The DNA molecule, the "master" molecule of life, is a double-stranded chain arranged in a helical structure and consisting of hundreds of thousands of paired units, or nucleotides. Each nucleotide contains a sugar component (de-oxyribose), a phosphoric acid component, and either a purine base (adenine or guanine) or a pyrimidine base (thymine or cytosine). The four units of DNA are always paired in the same way: nucleotides with the adenine base with those containing the thymine base; guanine with cytosine. Each strand of DNA is complementary with the other in the double molecule.

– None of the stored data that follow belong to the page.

PR #2015, opened 2020-08-26
Feat/nuke global tool sync

dannyrb:
- Disables global tool sync, in favor of managing active tool manually (in the toolbar service)
- Removes 2nd toolbar row
- Fixes various small style issues with CINE player and Toolbar
- Makes ToolbarService stateful; now tracks active primary tool, toggles, and other state
- Provides a mechanism for extensions to listen for Toolbar state changes; and notify/trigger toolbar state changes
- Adds untracked variants of measurement tools to SR Viewport
- Various small fixes required due to tools sync disable
- Fixes paging and filtering issues with study list


extensions/cornerstone/src/init.js
```diff
@@ -200,93 +233,14 @@ export default function init({
...
-
   const { csToolsConfig } = configuration;
   const metadataProvider = OHIF.cornerstone.metadataProvider;
 
   cs.metaData.addProvider(metadataProvider.get.bind(metadataProvider), 9999);
 
   // ~~
   const defaultCsToolsConfig = csToolsConfig || {
-    globalToolSyncEnabled: true,
+    globalToolSyncEnabled: false, // hold on to your pants!
```
JamesAPetts, line 243: Can you remove the comment now your pants are still attached?

extensions/cornerstone/src/utils/getTools.js
```diff
@@ -0,0 +1,36 @@
+import csTools from 'cornerstone-tools';
+
+const toolsGroupedByType = {
```
JamesAPetts, line 3: An aside, but I like all this refactoring, `init` was getting super messy 👍 .

extensions/dicom-sr/src/OHIFCornerstoneSRViewport.js
```diff
@@ -64,6 +73,8 @@ function OHIFCornerstoneSRViewport({
   let trackedMeasurements;
   let sendTrackedMeasurementsEvent;
 
+  // TODO: this is a hook that fails if we register/de-register
```
JamesAPetts, line 76: Is this still a problem?

JamesAPetts: Oh I guess not for now.

extensions/dicom-sr/src/OHIFCornerstoneSRViewport.js
```diff
@@ -81,25 +92,89 @@ function OHIFCornerstoneSRViewport({
...
+  let isLocked = trackedMeasurements?.context?.trackedSeries?.length > 0;
+  useEffect(() => {
+    isLocked = trackedMeasurements?.context?.trackedSeries?.length > 0;
+  }, [trackedMeasurements]);
+
+  function _getToolAlias() {
+    const primaryToolId = ToolBarService.state.primaryToolId;
+    let toolAlias = primaryToolId;
+
+    switch (primaryToolId) {
```
JamesAPetts, line 105: I see why you've done this, it feels nasty but I can't think of a better idea. You could add some meta to the tool's configuration and key off that, but that's not much different.

extensions/dicom-sr/src/OHIFCornerstoneSRViewport.js
```diff
@@ -81,25 +92,89 @@ function OHIFCornerstoneSRViewport({
...
-
+    // ~~ MAGIC
+    cornerstoneTools.addToolForElement(targetElement, DICOMSRDisplayTool);
     cornerstoneTools.setToolEnabledForElement(
       targetElement,
       TOOL_NAMES.DICOM_SR_DISPLAY_TOOL
     );
 
+    // ~~ Variants
+    cornerstoneTools.addToolForElement(
```
JamesAPetts, line 136: We need the angle and the rectangle here, they currently are still messed up like before.

platform/core/src/services/ToolBarService/ToolBarService.js
```diff
@@ -17,24 +20,78 @@ export default class ToolBarService {
        */
     };
 
+    // TODO: Do we need to track per context? Or do we allow for a mixed
```
JamesAPetts, line 23: That's a good point, you mean if you have 2 viewports that have different tools, yeah I think we'd need to. That can be for the future though.

platform/core/src/services/ToolBarService/ToolBarService.js
```diff
@@ -17,24 +20,78 @@ export default class ToolBarService {
...
+
     Object.assign(this, pubSubServiceInterface);
   }
 
   init(extensionManager) {
     this.extensionManager = extensionManager;
   }
 
+  /**
+   *
```
JamesAPetts, line 43: I feel like this is obscure enough at first glance that fleshing this jsdoc out would help.

JamesAPetts (commented):
Mostly fine, the angle and rectangle tools need to be updated for SR.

Just before cell division, the double molecule "unzips," that is, the two chains separate, and each strand serves as a template for the synthesis of its complementary mate from free nucleotide units present in the cell, creating two double molecules. At cell division, each daughter cell receives one of the original strands of DNA and one that is newly synthesized. The genetic code of the cell is determined by the sequence arrangements of the four bases in its DNA.

Proteins

Proteins (compounds consisting of amino acids ) are needed for the body's growth and functioning. They are made primarily in the cell's cytoplasm at protein-manufacturing centers called ribosomes. It is believed that, as a ribosome travels along a strand of messenger RNA, each "triplet" of RNA bases signals transfer-RNA to bring a specific amino acid to the ribosome. There the amino acids are joined to form protein.

The DNA molecule also directs the synthesis of the other known type of nucleic acid, RNA, which is a single-stranded molecule with its own four-base code. The nucleotides of RNA have a ribose sugar component instead of the deoxy-ribose of DNA and a pyrimidine base, uracil, in place of thymine.

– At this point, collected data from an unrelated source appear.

PR #2016, opened 2020-08-27
enable docker image to be run on Google Cloud Run

nbyl:
We have an installation of the viewer in a docker image that sees not much traffic. As the project uses GCP, we opted to use Cloud Run to run the container only when the viewer is used. This PR enables the docker image to be compatible to the runtime contract (https://cloud.google.com/run/docs/reference/container-contract) by using the PORT variable as the configuration on what port to expose the service.


swederik:
Cool, that's really interesting. Change seems fine to me. I wonder if people will realize that they need to expose the new port (e.g. https://github.com/OHIF/Viewers/blob/master/Dockerfile#L62) if they set one though.

nbyl:
@swederik Unfortunately the tests failed. I'm not sure if this is related to the change. Maybe you could trigger a rebuild.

The sequence of nucleotides in messenger RNA (mRNA) is determined by one of the two chains of DNA acting as a template in much the same manner in which a new DNA chain is constructed alongside an old one. Each segment of DNA that can be defined as a gene gives rise to its own specific mRNA. In a cell, mRNA moves from the nucleus to the cytoplasm where each molecule becomes associated with a number of ribosomes, preparatory to protein synthesis.

Ribosomes are submicroscopic structures containing protein and nonspecific structural RNA.

In combination with ribosomal RNA, mRNA molecules serve as templates against which amino acids are lined up in a sequence corresponding to the coded instructions in the mRNA. Amino acids in the cell are transported to the ribosomes by a third type of RNA, transfer RNA (tRNA), and are aligned at their proper sites in a protein chain under construction at the surface of a ribosome. The protein is then stripped off the ribosome and released into the cell. The biological properties of the cell are determined by the amino acid sequences of its proteins.

Some genes act as regulators that turn the protein manufacturing genes "on" or "off." This is part of a complex system of control that enables the cell to carry out life processes in an orderly fashion.